— PROBLEM TO SOLVE —
Output exactly the lines below, starting with the line that has "The most recent" and going on through the line that has "PR #5989, opened 2025-12-19", both included, and no other lines.

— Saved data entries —

________________________________________

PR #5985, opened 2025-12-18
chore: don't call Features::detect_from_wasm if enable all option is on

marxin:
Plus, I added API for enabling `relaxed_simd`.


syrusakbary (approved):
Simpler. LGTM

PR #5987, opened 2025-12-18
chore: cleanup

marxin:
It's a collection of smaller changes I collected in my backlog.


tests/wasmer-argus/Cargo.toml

________________________________________

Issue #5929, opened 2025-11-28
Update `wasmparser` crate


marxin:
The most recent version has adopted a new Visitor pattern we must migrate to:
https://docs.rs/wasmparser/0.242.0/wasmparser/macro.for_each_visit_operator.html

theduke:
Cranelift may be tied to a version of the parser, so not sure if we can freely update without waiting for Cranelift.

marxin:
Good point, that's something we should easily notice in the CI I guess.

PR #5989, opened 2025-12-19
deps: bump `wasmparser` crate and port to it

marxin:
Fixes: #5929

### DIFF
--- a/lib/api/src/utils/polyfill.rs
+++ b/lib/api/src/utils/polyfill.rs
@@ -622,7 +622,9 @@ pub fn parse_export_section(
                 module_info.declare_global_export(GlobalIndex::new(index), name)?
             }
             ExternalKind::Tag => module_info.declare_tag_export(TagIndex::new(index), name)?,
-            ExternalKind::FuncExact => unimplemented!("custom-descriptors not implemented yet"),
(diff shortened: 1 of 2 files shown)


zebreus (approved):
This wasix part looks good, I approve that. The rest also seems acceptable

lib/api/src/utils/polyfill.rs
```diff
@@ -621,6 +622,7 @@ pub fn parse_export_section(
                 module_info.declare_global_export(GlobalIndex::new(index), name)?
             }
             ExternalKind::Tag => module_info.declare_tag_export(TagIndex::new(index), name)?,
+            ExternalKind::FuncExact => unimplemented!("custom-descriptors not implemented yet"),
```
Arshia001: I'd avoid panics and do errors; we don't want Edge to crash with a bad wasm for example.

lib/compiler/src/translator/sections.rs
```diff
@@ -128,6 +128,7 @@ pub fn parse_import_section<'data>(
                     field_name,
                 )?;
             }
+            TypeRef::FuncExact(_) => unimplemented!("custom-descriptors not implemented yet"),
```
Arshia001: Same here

________________________________________

— EXERCISE RESPONSE —
The most recent version has adopted a new Visitor pattern we must migrate to:
https://docs.rs/wasmparser/0.242.0/wasmparser/macro.for_each_visit_operator.html

theduke:
Cranelift may be tied to a version of the parser, so not sure if we can freely update without waiting for Cranelift.

marxin:
Good point, that's something we should easily notice in the CI I guess.

PR #5989, opened 2025-12-19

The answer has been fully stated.